> _The task_
Please write back every entry exactly, character for character.

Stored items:
□ □ □ □ □ □ □

PR #2301, opened 2026-08-23
Remove action command

FireChickenProductivity:
Given that the command no longer does anything and has been deprecated for a over year, I think we should just remove it.

### DIFF
--- a/BREAKING_CHANGES.txt
+++ b/BREAKING_CHANGES.txt
@@ -7,6 +7,7 @@ and when the change was applied given the delay between changes being
 submitted and the time they were reviewed and merged.
 
 ---
+* 2026-08-23 Removed deprecated Jetbrains command `action` in favour of the `please` command. 
 * 2026-08-10 Change tmux split commands to match the orientation conventions we use for other applications such as VS Code and Obsidian. (PR #2290)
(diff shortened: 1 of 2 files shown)


nriley (approved):

BREAKING_CHANGES.txt
```diff
@@ -7,6 +7,7 @@ and when the change was applied given the delay between changes being
 submitted and the time they were reviewed and merged.
 
 ---
+* 2026-08-23 Removed deprecated Jetbrains command `action` in favour of the `please` command.
```
auscompgeek, line 10: Given the command doesn't do anything I don't think this needs a changelog entry.
```suggestion
```

FireChickenProductivity: I did not think it was needed either, but I chose to stick strictly to
```
1. For 6 months from deprecation a deprecated action or command should
   continue working. Put an entry in the BREAKING_CHANGES.txt file in the
   project root to mark the deprecation and potentially explain how users can
   migrate. Use the user.deprecate_command, user.deprecate_action, or
   user.deprecate_capture actions to notify users.
2. After 6 months you can delete the deprecated command, action, or capture.
   Leave the note in BREAKING_CHANGES.txt so people who missed the
   notifications can see what happened.
```
from deprecations.py for sake of consistency. There was no original note from the original deprecation, so I decided I might as well add one.

Issue #2190, opened 2026-05-09
Investigate removing pywin32 dependencies


nriley:
Beta/experimental Talon makes use of a free-threading/no-GIL Python interpreter (3.14t). As of build 1409, pywin32 is removed from Talon.

Currently, pywin32 is not compatible with free-threading, though there is [work in progress](https://github.com/mhammond/pywin32/pull/2767) to remedy this which is unlikely to be ready for Talon 0.5.

We should replace community's uses of pywin32 with ctypes or other APIs for interfacing with Windows APIs, or potentially (optionally) disable the corresponding features. Core Talon has also been adding actions to replace this usage.

Current status:

- [ ] `core/app_switcher/app_switcher.py`: if import fails, use new `apps.list` action (see https://github.com/nriley/talon_community/commit/cf99cc40db0e2c6990b767c5c057c30e689a3d7d and #2304). Currently `apps.running` doesn't suppress background apps, but it should soon, so we can wait to replace community's implementation.
- [ ] `plugin/mouse/mouse_cursor.py`: use new `ctrl.cursor_visible` action. This action exists but doesn't work as of this writing.
- [ ] `apps/wsl/wsl.py`: Try migrating to the `winreg` module for Windows registry access, which we use elsewhere. I don't have a Windows installation capable of running WSL, so would appreciate some help here. In the meantime we may consider just disabling WSL support. This was originally contributed by @codecat555 (#632).

clin1234:
Hi. Author of the free-threaded support for pywin32 here. https://github.com/mhammond/pywin32/pull/2767 has just been merged in, though consider it experimental.

nriley:
@clin1234 Great start, we'll be following your progress on addressing the no-GIL issues and hope it will let us be able to continue to use pywin32 from Talon!

nriley:
As of build 1409, pywin32 is removed from Talon.

Current status:

- [ ] `core/app_switcher/app_switcher.py`: if import fails, use new `apps.list` action (see https://github.com/nriley/talon_community/commit/cf99cc40db0e2c6990b767c5c057c30e689a3d7d). Currently `apps.running` doesn't suppress background apps, but it should soon (and our current app switching code doesn't rely on pywin32). We can decide whether we want to add some additional filtering on top of it.
- [ ] `plugin/mouse/mouse_cursor.py`: use new `ctrl.cursor_visible` action. This action exists but doesn't work as of this writing.
[...]

PR #2304, opened 2026-08-25
Fix windows app switcher on experimental beta branch

FireChickenProductivity:
The diff looks awkward but it just puts the existing windows implementation in a try/except block on ImportError with the exception branch using actions.apps.list() to get the apps.
I tested on windows 10 with public and the latest beta.


nriley (changes requested):
From the community backlog session — please add a comment and update #2190.

Thanks!

nriley (approved):

PR #2309, opened 2026-09-01
Add voice command for inserting markdown table headers

FireChickenProductivity:
This inserts the table header for a markdown table with the given number of columns. It builds a temporary snippet to insert to take advantage of `snip next`. Note that we could not put this in a .snippet file because the number of placeholders depends on the number of columns.


lang/markdown/markdown.py
```diff
@@ -36,3 +36,21 @@ def markdown_wrap_selection_with_link(url: str):
         """Wraps the selection with a markdown link for the specified url"""
         description = actions.edit.selected_text()
         actions.user.markdown_insert_link(url, description)
+
+    def markdown_insert_table_header(num_columns: int):
+        """Creates a table header with the given number of columns"""
+        if num_columns <= 0:
+            return
```
AndreasArvidsson:
```suggestion
            raise ValueError("Can't insert table header with 0 columns.")
```

AndreasArvidsson (approved):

□ □ □ □ □ □ □

> _Answer section_
PR #2301, opened 2026-08-23
Remove action command

FireChickenProductivity:
Given that the command no longer does anything and has been deprecated for a over year, I think we should just remove it.

### DIFF
--- a/BREAKING_CHANGES.txt
+++ b/BREAKING_CHANGES.txt
@@ -7,6 +7,7 @@ and when the change was applied given the delay between changes being
 submitted and the time they were reviewed and merged.
 
 ---
+* 2026-08-23 Removed deprecated Jetbrains command `action` in favour of the `please` command. 
 * 2026-08-10 Change tmux split commands to match the orientation conventions we use for other applications such as VS Code and Obsidian. (PR #2290)
(diff shortened: 1 of 2 files shown)


nriley (approved):

BREAKING_CHANGES.txt
```diff
@@ -7,6 +7,7 @@ and when the change was applied given the delay between changes being
 submitted and the time they were reviewed and merged.
 
 ---
+* 2026-08-23 Removed deprecated Jetbrains command `action` in favour of the `please` command.
```
auscompgeek, line 10: Given the command doesn't do anything I don't think this needs a changelog entry.
```suggestion
```

FireChickenProductivity: I did not think it was needed either, but I chose to stick strictly to
```
1. For 6 months from deprecation a deprecated action or command should
   continue working. Put an entry in the BREAKING_CHANGES.txt file in the
   project root to mark the deprecation and potentially explain how users can
   migrate. Use the user.deprecate_command, user.deprecate_action, or
   user.deprecate_capture actions to notify users.
2. After 6 months you can delete the deprecated command, action, or capture.
   Leave the note in BREAKING_CHANGES.txt so people who missed the
   notifications can see what happened.
```
from deprecations.py for sake of consistency. There was no original note from the original deprecation, so I decided I might as well add one.

Issue #2190, opened 2026-05-09
Investigate removing pywin32 dependencies


nriley:
Beta/experimental Talon makes use of a free-threading/no-GIL Python interpreter (3.14t). As of build 1409, pywin32 is removed from Talon.

Currently, pywin32 is not compatible with free-threading, though there is [work in progress](https://github.com/mhammond/pywin32/pull/2767) to remedy this which is unlikely to be ready for Talon 0.5.

We should replace community's uses of pywin32 with ctypes or other APIs for interfacing with Windows APIs, or potentially (optionally) disable the corresponding features. Core Talon has also been adding actions to replace this usage.

Current status:

- [ ] `core/app_switcher/app_switcher.py`: if import fails, use new `apps.list` action (see https://github.com/nriley/talon_community/commit/cf99cc40db0e2c6990b767c5c057c30e689a3d7d and #2304). Currently `apps.running` doesn't suppress background apps, but it should soon, so we can wait to replace community's implementation.
- [ ] `plugin/mouse/mouse_cursor.py`: use new `ctrl.cursor_visible` action. This action exists but doesn't work as of this writing.
- [ ] `apps/wsl/wsl.py`: Try migrating to the `winreg` module for Windows registry access, which we use elsewhere. I don't have a Windows installation capable of running WSL, so would appreciate some help here. In the meantime we may consider just disabling WSL support. This was originally contributed by @codecat555 (#632).

clin1234:
Hi. Author of the free-threaded support for pywin32 here. https://github.com/mhammond/pywin32/pull/2767 has just been merged in, though consider it experimental.

nriley:
@clin1234 Great start, we'll be following your progress on addressing the no-GIL issues and hope it will let us be able to continue to use pywin32 from Talon!

nriley:
As of build 1409, pywin32 is removed from Talon.

Current status:

- [ ] `core/app_switcher/app_switcher.py`: if import fails, use new `apps.list` action (see https://github.com/nriley/talon_community/commit/cf99cc40db0e2c6990b767c5c057c30e689a3d7d). Currently `apps.running` doesn't suppress background apps, but it should soon (and our current app switching code doesn't rely on pywin32). We can decide whether we want to add some additional filtering on top of it.
- [ ] `plugin/mouse/mouse_cursor.py`: use new `ctrl.cursor_visible` action. This action exists but doesn't work as of this writing.
[...]

PR #2304, opened 2026-08-25
Fix windows app switcher on experimental beta branch

FireChickenProductivity:
The diff looks awkward but it just puts the existing windows implementation in a try/except block on ImportError with the exception branch using actions.apps.list() to get the apps.
I tested on windows 10 with public and the latest beta.


nriley (changes requested):
From the community backlog session — please add a comment and update #2190.

Thanks!

nriley (approved):

PR #2309, opened 2026-09-01
Add voice command for inserting markdown table headers

FireChickenProductivity:
This inserts the table header for a markdown table with the given number of columns. It builds a temporary snippet to insert to take advantage of `snip next`. Note that we could not put this in a .snippet file because the number of placeholders depends on the number of columns.


lang/markdown/markdown.py
```diff
@@ -36,3 +36,21 @@ def markdown_wrap_selection_with_link(url: str):
         """Wraps the selection with a markdown link for the specified url"""
         description = actions.edit.selected_text()
         actions.user.markdown_insert_link(url, description)
+
+    def markdown_insert_table_header(num_columns: int):
+        """Creates a table header with the given number of columns"""
+        if num_columns <= 0:
+            return
```
AndreasArvidsson:
```suggestion
            raise ValueError("Can't insert table header with 0 columns.")
```

AndreasArvidsson (approved):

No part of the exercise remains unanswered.